## About this task
In exact form, please repeat the records from their opening line down to the line with "The Pull request has", including that line.

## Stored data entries
PR #969, opened 2017-02-14
Improve hash handling for PtEID and other cards

dengert:
The Pull request has two commits: https://github.com/OpenSC/OpenSC/commit/dbbe26c1866052c993b51fba65c84ddf692209d6
are changes to the base OpenSC that introduce two new unsigned long variables, that are initialized to zero by existing code. This allows for the introduction of these flags to be used by selected drivers.
This appears to work with any card, as the code was designed to not cause problems with other drivers.  

https://github.com/OpenSC/OpenSC/commit/4086aa51e9c26c0d7680b8c98da678e7a468ec25
are change to card-gemsafeV1.c for the PtEID card to use the above flags. 

Over the last few weeks @nunojpg, @l1k and myself have been working on issue of the
PtEid card with handing SHA256 and with handling 2048bit RSA keys. @nunojpg has been testing changes with his PtEid card and @l1k was the last to make changes for this card.

@nunojpg had posted on OpenSSH problems with using SHA512. It turns out the card can not
support SHA512, as the digest header + hash  is 81 bytes, and the hash by itself is 64 bytes. 
The card has a limit of 35 bytes. It also turned OpenSSH was using SHA512 and could use SHA256 which the PtEid card can use if the digest header is striped and only the 32 byte hash sent to the card.
The card would then add the SHA256 digest header then pad and sign.   

So these card-gemsafev1.c part of the pull request still needs more testing, but the Improved hash handling could be useful for other cards too. 

card-gemsafeV1.c is used by other cards, including the SEEID card. So these changes may effect or improve the usefullness of these cards.

### DIFF
--- a/src/libopensc/card-gemsafeV1.c
+++ b/src/libopensc/card-gemsafeV1.c
@@ -84,6 +84,7 @@ static const u8 gemsafe_def_aid[] = {0xA0, 0x00, 0x00, 0x00, 0x63, 0x50,
 typedef struct gemsafe_exdata_st {
 	u8	aid[16];
 	size_t	aid_len;
+	u8 alg_ref;	/* from last set_securuty_env */
 } gemsafe_exdata;
 
 static int get_conf_aid(sc_card_t *card, u8 *aid, size_t *len)
@@ -207,26 +208,17 @@ static int gemsafe_init(struct sc_card *card)
 		flags |= SC_ALGORITHM_RSA_HASH_NONE;
 
 		/* GemSAFE V3 cards support SHA256 */
-		if (card->type == SC_CARD_TYPE_GEMSAFEV1_PTEID ||
-		    card->type == SC_CARD_TYPE_GEMSAFEV1_SEEID)
-			flags |= SC_ALGORITHM_RSA_HASH_SHA256;
+		/* but they do this by accepting just a SHA256 hash without digest */
+
+		/* do not create PKCS#11 mechanisms for these digest+hash. They are too long*/
+		card->negate_hashes = SC_ALGORITHM_RSA_HASH_SHA224 |
+			SC_ALGORITHM_RSA_HASH_SHA384  |
+			SC_ALGORITHM_RSA_HASH_SHA512;
 
 		_sc_card_add_rsa_alg(card,  512, flags, 0);
 		_sc_card_add_rsa_alg(card,  768, flags, 0);
 		_sc_card_add_rsa_alg(card, 1024, flags, 0);
 		_sc_card_add_rsa_alg(card, 2048, flags, 0);
-
-		/* fake algorithm to persuade register_mechanisms()
-		 * to register these hashes */
-		if (card->type == SC_CARD_TYPE_GEMSAFEV1_PTEID ||
-		    card->type == SC_CARD_TYPE_GEMSAFEV1_SEEID) {
-			flags  = SC_ALGORITHM_RSA_HASH_SHA1;
-			flags |= SC_ALGORITHM_RSA_HASH_MD5;
-			flags |= SC_ALGORITHM_RSA_HASH_MD5_SHA1;
-			flags |= SC_ALGORITHM_RSA_HASH_RIPEMD160;
-
-			_sc_card_add_rsa_alg(card,  512, flags, 0);
-		}
 	}
 
 	card->caps |= SC_CARD_CAP_ISO7816_PIN_INFO;
@@ -388,7 +380,7 @@ static u8 gemsafe_flags2algref(struct sc_card *card, const struct sc_security_en
 	u8 ret = 0;
 
 	if (env->operation == SC_SEC_OPERATION_SIGN) {
-		if (env->algorithm_flags & SC_ALGORITHM_RSA_HASH_SHA256)
+		if (env->algorithm_hash & SC_ALGORITHM_RSA_HASH_SHA256)
 			ret = GEMSAFEV3_ALG_REF_SHA256;
 		else if (env->algorithm_flags & SC_ALGORITHM_RSA_PAD_PKCS1)
 			ret = (card->type == SC_CARD_TYPE_GEMSAFEV1_PTEID ||
@@ -428,9 +420,11 @@ static int gemsafe_set_security_env(struct sc_card *card,
 				    const struct sc_security_env *env,
 				    int se_num)
 {
+	gemsafe_exdata *exdata = (gemsafe_exdata *)card->drv_data;
 	u8 alg_ref;
 	struct sc_security_env se_env = *env;
 	struct sc_context *ctx = card->ctx;
+	exdata->alg_ref =  0;
 
 	SC_FUNC_CALLED(ctx, SC_LOG_DEBUG_VERBOSE);
 
@@ -440,6 +434,7 @@ static int gemsafe_set_security_env(struct sc_card *card,
 		if (alg_ref) {
 			se_env.algorithm_ref = alg_ref;
 			se_env.flags |= SC_SEC_ENV_ALG_REF_PRESENT;
+			exdata->alg_ref = alg_ref;
 		}
 	}
 	if (!(se_env.flags & SC_SEC_ENV_ALG_REF_PRESENT))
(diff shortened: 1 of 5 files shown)


nunojpg:
I can confirm this works with my Portuguese Citizen Card. I will further test it with other newer PTEID cards, but I need over 1 month for that.

I really appreciate all @dengert work.

frankmorgner:
I think so far the approach was to whitelist the available algorithms. Wouldn't it be possible to whitelist digest+hash and hash separately?

I guess you're using a black listing approach for easy backwards compatibility. But I think it's less readable and less future proof (think of a new hash function, for example).

dengert:
Yes I chose a blacklist approach for backwards compatability. I could look at a whitelist approach.
If all bits are off, it can handle all the well known hashes. If not it can handle only the hashes listed.

You asked: "digest+hash and hash separately?"  I would say no. The card can handle CKM_RSA_PKCS as long as the data is less the 36 bytes. A SHA1 digest header and hash fits. For SHA256 the card has a feature to allow send a flag saying the data being sent is a 32 byte SHA256 hash (without digest) and tells the card to add the SHA256 digest header before padding.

## Written response
PR #969, opened 2017-02-14
Improve hash handling for PtEID and other cards

dengert:
The Pull request has two commits: https://github.com/OpenSC/OpenSC/commit/dbbe26c1866052c993b51fba65c84ddf692209d6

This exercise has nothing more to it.